PR #424, opened 2016-06-10
Update GeoTools to 14.3

tsauerwein:
Required for an issue related to https://github.com/geotools/geotools/commit/1740d6271a3f8d92d7f34ca6a09edec354c0c3f6.

Note that I am not updating to the latest version 15.0 because 15.0 requires Java 8. It is still to discuss if we want to make Java 8 a requirement for MFP.

PR #425, opened 2016-06-10
Render labels that are partially outside the viewport

tsauerwein:
When rendering labels, where the geometry is inside the viewport bbox but a part of the label would be outside, the label is not rendered by default with GeoTools.

Setting the option [partials](http://docs.geotools.org/latest/javadocs/org/geotools/styling/TextSymbolizer.html#DEFAULT_PARTIALS) to `true` also includes these labels.

The issue was originally reported on the mailing-list: https://groups.google.com/forum/#!topic/mapfish-print-users/oRg73GxVwAg

Requires an update of GeoTools, see https://github.com/mapfish/mapfish-print/pull/424


sbrunner:
648dd87975279f7d4554a5179ee46a1710f40552 looks relay good :-)

tsauerwein:
Ok for merging this one?

sbrunner:
Shouldn't be false by default?

tsauerwein:
> Shouldn't be false by default?

If `partials` is set to `false`, labels are not visible if parts of the labels are outside the viewport. In my opinion the default should be that labels are always visible (`partials: true`).

sbrunner:
Personally I don't agree, And usually we don't do that, for example when we get a map with map-server, a feature that's not in the extent isn't visible at all.
And we have an option to force that the visible labels that will not be cuted...
For me that have more sense...

tsauerwein:
> ... a feature that's not in the extent isn't visible at all.

This is all about features that are in the extent. You have a point that is in the extent that you want to print. But when a part of the label for this point would be outside the extent, the label would not be rendered.

sbrunner:
Sorry for misunderstood, looks good, merge :-)

tsauerwein:
Thanks for the review!

PR #427, opened 2016-06-15
Add a few metrics for download times

pvalsecc:


core/src/main/java/org/mapfish/print/map/image/wms/WmsLayer.java
```diff
@@ -69,10 +78,16 @@ protected BufferedImage loadImage(final MfClientHttpRequestFactory requestFactor
...
+            } else {
+                timerDownload.stop();
             }
 
             return image;
+        } catch (Throwable e) {
+            this.registry.counter(baseMetricName + ".error").inc();
+            throw e;
         } finally {
             closer.close();
```
tsauerwein: Should the `stop()` maybe done inside the `finally`?

core/src/main/webapp/WEB-INF/classes/logback.xml
```diff
@@ -23,7 +23,7 @@
         </encoder>
     </appender>
 
-    <logger name="org.mapfish" level="INFO" />
+    <logger name="org.mapfish" level="DEBUG" />
```
tsauerwein: Do you on purpose want to change the default log level from `INFO` to `DEBUG`?

pvalsecc: Nope. I'll revert this line.

core/src/main/java/org/mapfish/print/map/image/wms/WmsLayer.java
pvalsecc: No, I want it done only in case of success... in case of error we just increment the error counter.

If stop is not done, no resources is leaked. Don't worry.

tsauerwein: And I assume the time is only registered when you call `stop`?

pvalsecc: You are correct.

tsauerwein:
Thanks, feel free to merge!

PR #428, opened 2016-06-22
Make route for capabilities consistent with other routes

tsauerwein:
The route for the capabilities service defined the `appId` parameter differently than all other services. While it was ok to print a report for a configuration `my-print-app`, you could not request the capabilities (because of the `-` character).

This PR changes the definition so that it is consistent among all services.


pvalsecc:
Ship it

tsauerwein:
Thanks for the review.

PR #429, opened 2016-06-23
Docker: switch base image for better logging

pvalsecc:
Now the docker container log output can be tuned. See for details:
https://github.com/camptocamp/docker-tomcat-logback/blob/master/README.md

Upgraded logback and slf4j while at it.


tsauerwein:
Looks good!

PR #367, opened 2018-12-06
Remove use of componentWillReceiveProps from layout

bjankord:
### Summary

### DIFF
--- a/packages/terra-layout/src/Layout.jsx
+++ b/packages/terra-layout/src/Layout.jsx
@@ -44,6 +44,14 @@ class Layout extends React.Component {
     });
   }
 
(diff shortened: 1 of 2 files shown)


packages/terra-layout/src/Layout.jsx
```diff
@@ -44,6 +44,14 @@ class Layout extends React.Component {
     });
   }
 
+  static getDerivedStateFromProps(nextProps, prevState) {
+    if (nextProps !== prevState.prevProps) {
```
tbiethman: Is this conditional ever false?

bjankord: Yes, it will evaluate to true when changing pages on the doc site but on initial render it evaluates to false

PR #370, opened 2018-12-10
Remove use of componentWillReceiveProps from hookshot

bjankord:
### Summary


packages/terra-hookshot/src/Hookshot.jsx
```diff
@@ -128,6 +128,10 @@ class Hookshot extends React.Component {
     this.pendingTimeout = null;
   }
 
+  static getDerivedStateFromProps(nextProps) {
+    return { isEnabled: nextProps.isEnabled && nextProps.isOpen };
```
bjankord: Kinda feel like this should be wrapped in a conditional, check if these values are different then their prior state, but we weren't conditionally checking them before. Thoughts?

dkasper-was-taken: I believe we can just replace the two instances where we are using the state in componentDidMount and componentDidUpdate:
```
if (this.state.isEnabled) {
```
for:
```
if (this.props.isEnabled && this.props.isOpen) {
```

bjankord: Updated in this commit: https://github.com/cerner/terra-framework/pull/370/commits/5657cd58d5d022c71323767bf03ab8af9591301c

PR #371, opened 2018-12-10
Remove use of componentWillReceiveProps from application utility

bjankord:
### Summary


packages/terra-application-utility/src/utility/_UtilityMenu.jsx
```diff
@@ -79,21 +79,21 @@ class UtilityMenu extends React.Component {
...
+    if (nextProps.initialSelectedKey !== prevState.prevPropsInitialSelectedKey) {
+      return { currentKey: nextProps.initialSelectedKey };
     }
 
-    if (nextProps.menuItems !== this.props.menuItems) {
-      this.setState({
-        map: processMenuItems(nextProps.menuItems),
-      });
+    if (nextProps.menuItems !== prevState.prevPropsMenuItems) {
+      return { map: processMenuItems(nextProps.menuItems) };
```
tbiethman: I know this is how it was coded before, but do we really want two different returns here? It seems like we'd want to regenerate the map even if the initialSelectedKey changed.

PR #372, opened 2018-12-10
Remove use of componentWillReceiveProps from navigation side menu

bjankord:
### Summary


packages/terra-navigation-side-menu/src/NavigationSideMenu.jsx
```diff
@@ -104,12 +104,19 @@ class NavigationSideMenu extends React.Component {
...
+      prevPropsMenuItem: props.menuItems,
+    };
   }
 
-  componentWillReceiveProps(nextProps) {
-    const { items, parents } = processMenuItems(nextProps.menuItems);
-    this.setState({ items, parents });
+  static getDerivedStateFromProps(nextProps, prevState) {
+    if (nextProps.menuItems !== prevState.prevPropsMenuItem) {
+      const { items, parents } = processMenuItems(nextProps.menuItems);
```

• • •

*Action item*: If a line in the records above holds the string "componentWillReceiveProps", copy it out.

*Output for this task*:
Remove use of componentWillReceiveProps from layout
Remove use of componentWillReceiveProps from hookshot
Remove use of componentWillReceiveProps from application utility
Remove use of componentWillReceiveProps from navigation side menu
-  componentWillReceiveProps(nextProps) {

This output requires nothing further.